In 2018, Corporate One experienced our third strongest year of financial growth since 1998 with net income of $13.2 million. We also bid a fond farewell and a very happy retirement to our CEO/president of more than 20 years, Lee Butke. Although our leadership transitioned, our dedicated focus on helping credit unions succeed remained the same. Our ongoing commitment to practical innovation, robust financial solutions, industry leadership, and excellent member service has never been more evident than during this past year, as the following highlights demonstrate:

  • Our retained earnings increased $10.2 million since December 31, 2017, to $91.8 million at December 31,2018. Retained earnings is a component of total regulatory capital and with this growth, our total regulatory capital at December 31, 2018, was $306.6 million, one of the highest levels in the corporate network.

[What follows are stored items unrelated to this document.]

PR #2761, opened 2019-06-05
[Bank API] Add cost decorator

mikeshardmind:
### Type

- [ ] Bugfix
- [x] Enhancement
- [X] New feature

Alternative to #2623 which wraps the actual callback. (discussed with original PR author in discord)


Flame442 (dismissed):
This is good for merge, some things I'd like to point out however:

-The deco works with group commands, however it still takes money when the group command is used with no subcommands. The following code can prevent money from being deducted on a group command with no subcommands:
```py
    raise bank.AbortPurchase
```

-It might be useful to make it a bit more clear that `AbortPurchase` is used to refund **without the user seeing an error** (I originally questioned why that error was there, not realizing it would be caught. Of course, I could just be a dumbass...).

-L711 could use a period.

mikeshardmind:
I've gone ahead and added that period, as well as been slightly more wordy in the docstring to clarify that `AbortPurchase` is used for control flow, not for user facing messages.

Flame442 (dismissed):

Tobotimus:
I've made a PR to your branch with some minor tweaks I'd like before merging this PR :)

Tobotimus (approved):

PR #2766, opened 2019-06-09
 [ModLog] Use custom scopes for ModLog Config

Tobotimus:
Modlog is currently the biggest culprit for seriously large documents in the MongoDB backend, since it stores all cases as nested dicts in the guild scope. So, for example, on the Fortnite server, the guild document for @Kowlin's bot has exceeded 8MB. 

This PR gives each case its own document. It also does the same for casetypes. Not only does it remove the possibility of the document exceeding the maximum size in MongoDB, it's also just more efficient for all backends.

#### Config Bug
These changes highlighted a bug in Config, which I've fixed here but will probably open a new PR for: when a custom scope uses more than one primary key, but does this with a partial primary key: `conf.custom(SCOPE, primary_key_1).all()`, the defaults will be mixed in with the top-level of the returned dict, even though the actual documents are nested further in.

#### General ModLog improvements
Fixed a bunch of type-hints, and also added more support for when an object related to a case (user, moderator, channel etc.) can't be found (because it was deleted or something rather)

### DIFF
--- a/redbot/__main__.py
+++ b/redbot/__main__.py
@@ -116,7 +116,6 @@ def main():
     red.add_cog(CogManagerUI())
     if cli_flags.dev:
         red.add_cog(Dev())
-    loop = asyncio.get_event_loop()
     # noinspection PyProtectedMember
     loop.run_until_complete(modlog._init())
     # noinspection PyProtectedMember
--- a/redbot/__main__.py
+++ b/redbot/__main__.py
@@ -113,11 +113,11 @@ def main():
     red.add_cog(CogManagerUI())
     if cli_flags.dev:
         red.add_cog(Dev())
+    loop = asyncio.get_event_loop()
     # noinspection PyProtectedMember
-    modlog._init()
+    loop.run_until_complete(modlog._init())
     # noinspection PyProtectedMember
     bank._init()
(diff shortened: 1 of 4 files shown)


Kowlin:
PR seems to work, however I think that there is a migration failur, it cannot reference to old mod cases within the ``casesfor`` command, or continue its old count.

Tobotimus:
Thanks, will take a look at it later this afternoon.

Tobotimus:
This PR now depends on #2795

redbot/__main__.py
```diff
@@ -116,8 +116,9 @@ def main():
     red.add_cog(CogManagerUI())
     if cli_flags.dev:
         red.add_cog(Dev())
+    loop = asyncio.get_event_loop()
```
mikeshardmind: Already assigned in line 110, no need to refetch the loop here.

Tobotimus: Oops! Thanks, that one on line 110 was added in a merge from V3/develop

Kowlin (approved):
PR is working as intended. Data is migrated over to custom handler and deleted from the ``modlog.guild`` as it should. Pulling back on old cases works, and continuity in modlog is working as intended.

PR #2770, opened 2019-06-13
[V3 Core] Add checks to [p]command

NeuroAssassin:
### Type

- [X] Bugfix
- [ ] Enhancement
- [ ] New feature

Now makes sure that when running `[p]command disable`, you are not disabling the `[p]command` command.  In addition, it makes sure the user running the `[p]command <> server` command can actually run the command they are disabling/enabling.

### DIFF
--- a/redbot/core/core_commands.py
+++ b/redbot/core/core_commands.py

  • We provided more than $2.5 billion in funding to member and non-member credit unions and credit union service organizations through loans, public fund deposits, and non-member deposits.
  • We continued our leadership in faster payments, shaping the future through participation at the highest levels on the U.S. Faster Payments Council and The Clearing House’s (TCH) Real-Time Payments (RTP) Advisory Committee.
  • We formed a new CUSO, Sherpa Technologies, to answer the complex questions digital transformation poses by helping credit unions meet their organizational and strategic objectives and create delightful member experiences.
  • We determined it was in the best interests of our members to adopt a co-sourced operational service model, TranzCapture, for our check processing services due to the rapid decline in check volumes in recent years. TranzCapture will help us continue to offer these critical services cost effectively both now and in the future.

We are thankful for the support of our members this past year, and we are excited about the opportunities ahead to drive even more value to credit unions and your own memberships. It is our ongoing vision to use our expertise and leadership to be a world-class, trusted partner and provider of cash management, investment, funding, payment services, and digital solutions, ensuring our members stay competitive in these evolving landscapes.